## Work to be completed
Copy exactly, and only, the lines from the line containing "-899,10 +899,12 @@" through the last line of the records below, both included.

_____

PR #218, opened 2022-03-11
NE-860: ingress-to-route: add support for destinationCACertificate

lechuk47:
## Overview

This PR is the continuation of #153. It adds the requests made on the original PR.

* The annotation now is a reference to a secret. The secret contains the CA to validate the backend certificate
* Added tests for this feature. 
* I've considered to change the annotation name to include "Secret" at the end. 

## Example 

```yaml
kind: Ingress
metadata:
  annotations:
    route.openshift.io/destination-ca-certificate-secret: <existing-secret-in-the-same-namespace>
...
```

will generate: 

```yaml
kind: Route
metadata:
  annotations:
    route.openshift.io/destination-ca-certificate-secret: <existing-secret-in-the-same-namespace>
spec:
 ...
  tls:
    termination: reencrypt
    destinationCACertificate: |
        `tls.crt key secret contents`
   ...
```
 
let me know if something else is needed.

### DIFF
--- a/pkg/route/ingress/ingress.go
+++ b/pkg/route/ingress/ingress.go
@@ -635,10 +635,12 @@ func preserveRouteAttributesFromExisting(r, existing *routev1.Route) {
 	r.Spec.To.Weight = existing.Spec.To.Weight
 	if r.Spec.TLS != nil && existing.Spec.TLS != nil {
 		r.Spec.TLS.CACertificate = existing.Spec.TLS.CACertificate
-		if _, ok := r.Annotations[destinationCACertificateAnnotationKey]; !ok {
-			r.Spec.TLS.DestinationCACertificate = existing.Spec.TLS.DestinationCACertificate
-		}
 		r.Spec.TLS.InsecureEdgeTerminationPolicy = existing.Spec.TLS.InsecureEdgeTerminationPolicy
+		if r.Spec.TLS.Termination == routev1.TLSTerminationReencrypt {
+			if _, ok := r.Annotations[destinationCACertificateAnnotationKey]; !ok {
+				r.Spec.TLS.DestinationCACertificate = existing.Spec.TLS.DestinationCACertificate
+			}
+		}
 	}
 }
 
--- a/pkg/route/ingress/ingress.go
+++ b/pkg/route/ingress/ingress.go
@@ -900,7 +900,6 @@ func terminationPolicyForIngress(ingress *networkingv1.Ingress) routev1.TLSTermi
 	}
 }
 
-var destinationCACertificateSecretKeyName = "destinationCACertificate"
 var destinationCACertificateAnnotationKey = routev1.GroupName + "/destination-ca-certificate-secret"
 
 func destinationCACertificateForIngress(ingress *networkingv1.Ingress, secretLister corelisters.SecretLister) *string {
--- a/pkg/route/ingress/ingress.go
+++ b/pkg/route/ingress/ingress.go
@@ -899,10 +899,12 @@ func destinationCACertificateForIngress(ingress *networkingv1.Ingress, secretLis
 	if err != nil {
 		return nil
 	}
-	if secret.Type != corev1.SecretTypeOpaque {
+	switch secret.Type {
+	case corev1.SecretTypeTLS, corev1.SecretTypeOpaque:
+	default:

_____

## Solution below
@@ -899,10 +899,12 @@ func destinationCACertificateForIngress(ingress *networkingv1.Ingress, secretLis
 	if err != nil {
 		return nil
 	}
-	if secret.Type != corev1.SecretTypeOpaque {
+	switch secret.Type {
+	case corev1.SecretTypeTLS, corev1.SecretTypeOpaque:
+	default:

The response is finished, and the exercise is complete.